Major deals that were ditched this year include Baylor Scott & White Health's plans to join forces with Memorial Hermann Health System, Sanford Health's plans to link up with UnityPoint Health to create an $11 billion system, and the on-again, off-again talks involving Partners HealthCare and Care New England.
Here are three lessons we unpacked in our HealthLeaders Strategy coverage this year about the industry's M&A transactions:
1. Just because a dual CEO model was temporary doesn't mean it failed.
The news that Advocate Aurora Health ditched its dual CEO model last summer might be viewed by some as the inevitable outcome of what was always an unworkable model. But others contend the dissolution of this particular leadership dyad says nothing about the viability of dual CEO models in principle.
"Each consolidation agreement is unique," says Sarah E. Wilson, principal analyst of market access insights at Decision Resources Group in Nashville. "For mergers between a larger system and smaller system, I don't think a dual CEO model makes sense. But I think in the case of large and/or multistate mergers, a dual CEO model can certainly help ease the transition of combining entities."
"Eventually, though, a dual CEO model will cease to make sense," Wilson adds. "There may be too many cooks in the kitchen, so to speak. You could have a situation where there are conflicting strategies or visions, which may do more harm than good to the organization."

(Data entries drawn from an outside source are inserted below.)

PR #5051, opened 2025-05-16
feat: create memo when manually adding and removing annotations

pedrokohler:
### Context

Currently if you add or delete an annotation through the `measurementService`'s api, the changes are not commited to the recently introduced cs3d history api. This PR adds this functionality so that it works in both cases.

### Changes & Results

Before:

https://github.com/user-attachments/assets/2a09d7de-7240-408f-8098-cda03ba6d5de

After:

https://github.com/user-attachments/assets/bac9fe60-2754-4df6-b6b2-49a62ea15001

#### PR

#### Code

  etc.)

  additions or removals.

#### Tested Environment

- [] OS: 
- [] Node version: 
- [] Browser:
  

### DIFF
--- a/extensions/cornerstone/src/initMeasurementService.ts
+++ b/extensions/cornerstone/src/initMeasurementService.ts
@@ -12,6 +12,7 @@ import {
   triggerAnnotationRenderForViewportIds,
 } from '@cornerstonejs/tools/utilities';
 import getActiveViewportEnabledElement from './utils/getActiveViewportEnabledElement';
+import { triggerCreateAnnotationMemo } from './utils/triggerCreateMemo';
 
 const { CORNERSTONE_3D_TOOLS_SOURCE_NAME, CORNERSTONE_3D_TOOLS_SOURCE_VERSION } = CSExtensionEnums;
 const { removeAnnotation } = annotation.state;
@@ -350,7 +351,13 @@ const connectMeasurementServiceToTools = (
       if (source.name !== CORNERSTONE_3D_TOOLS_SOURCE_NAME) {
         continue;
       }
+      const removedAnnotation = annotation.state.getAnnotation(uid);
       removeAnnotation(uid);
+      triggerCreateAnnotationMemo({
+        annotation: removedAnnotation,
+        FrameOfReferenceUID: removedAnnotation.metadata.FrameOfReferenceUID,
+        options: { deleting: true },
+      });
     }
 
     // trigger a render
@@ -441,7 +448,7 @@ const connectMeasurementServiceToTools = (
        * This is not the read-only annotation rendered by the SR viewport.
        */
       const annotationManager = annotation.state.getAnnotationManager();
-      annotationManager.addAnnotation({
+      const newAnnotation = {
         annotationUID: measurement.uid,
         highlighted: false,
         isLocked: false,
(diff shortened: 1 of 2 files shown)


extensions/cornerstone/src/initMeasurementService.ts
```diff
@@ -350,7 +351,13 @@ const connectMeasurementServiceToTools = (
       if (source.name !== CORNERSTONE_3D_TOOLS_SOURCE_NAME) {
         continue;
       }
+      const removedAnnotation = annotation.state.getAnnotation(uid);
       removeAnnotation(uid);
+      triggerCreateAnnotationMemo({
```
sedghi, line 356: how about a command in commandModule and more generic that annotation maybe? or it has modes, annotation, segmentation etc in future

pedrokohler: I added it to the command modules but I think it's best if we leave separate methods for different types. Even the API of the labelmap segmentation createMemo is different, it takes different arguments such as a voxelManager.

extensions/cornerstone/src/init.tsx
```diff
@@ -179,7 +179,10 @@ export default async function init({
   initWADOImageLoader(userAuthenticationService, appConfig, extensionManager);
 
   /* Measurement Service */
-  this.measurementServiceSource = connectToolsToMeasurementService(servicesManager);
+  this.measurementServiceSource = connectToolsToMeasurementService({
```
wayfarer3130, line 182: This will have to be documented in the migration guide.
Also, my preference is to just pass in the services object so that anyone needing any of the core services just gets the services, rather than having anyone "know" about what needs to be passed in.

extensions/cornerstone/src/initMeasurementService.ts
```diff
@@ -12,6 +12,7 @@ import {
   triggerAnnotationRenderForViewportIds,
 } from '@cornerstonejs/tools/utilities';
 import getActiveViewportEnabledElement from './utils/getActiveViewportEnabledElement';
+import { servicesManager } from 'platform/app/src/App';
```
wayfarer3130, line 15: You can't import things this way - you need to import from a package itself, as the extensions should never try to directly reference a source file in the platform.

extensions/cornerstone/src/initMeasurementService.ts
```diff
@@ -188,25 +189,26 @@ const initMeasurementService = (
   return csTools3DVer1MeasurementSource;
 };
 
-const connectToolsToMeasurementService = (servicesManager: AppTypes.ServicesManager) => {
+const connectToolsToMeasurementService = ({
+  commandsManager,
+  servicesManager,
+}: {
```
wayfarer3130, line 195: Please just pass the props through to children calls, so that if this gets updated to need the extension manager at some point or some other new manager, it can just be included withotu further change.

extensions/cornerstone/src/initMeasurementService.ts
```diff
@@ -350,7 +350,13 @@ const connectMeasurementServiceToTools = (
       if (source.name !== CORNERSTONE_3D_TOOLS_SOURCE_NAME) {
         continue;
       }
+      const removedAnnotation = annotation.state.getAnnotation(uid);
       removeAnnotation(uid);
+      commandsManager.run('triggerCreateAnnotationMemo', {
```
wayfarer3130, line 355: Is there a way to bulk add them as a single memo?  The undo you undo as a single operation every cleared item all at once.

wayfarer3130 (changes requested):
Please update the migration guide to include the change in parameters for the connect tools call, and use the props for the function argument to pass  all the props to the children when you are passing servicesManager/commandsManager/... to children.

wayfarer3130:
Don't worry about the image consistency check - I'm going to try looking at that as a separate PR to fix it.

wayfarer3130 (approved):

Advocate Health Care and Aurora Health Care merged in 2018, bringing together 27 hospitals and hundreds of other facilities. But the post-merger health system maintained both CEOs and both of its legacy headquarters: one in Downers Grove, Illinois, and the other in Milwaukee, Wisconsin.
After maintaining a dual CEO model for about 15 months, the Advocate Aurora Health board picked Jim Skogsbergh to serve as the system's sole president and CEO moving forward, releasing former co-president and co-CEO Nick Turkal, MD, to "pursue other interests."
Advocate Aurora Health isn't the only major health system to keep both CEOs after a merger. CommonSpirit Health similarly kept both Lloyd H. Dean and Kevin E. Lofton on board after its 2018 merger. So news of Advocate Aurora's C-suite drama prompted questions about CommonSpirit.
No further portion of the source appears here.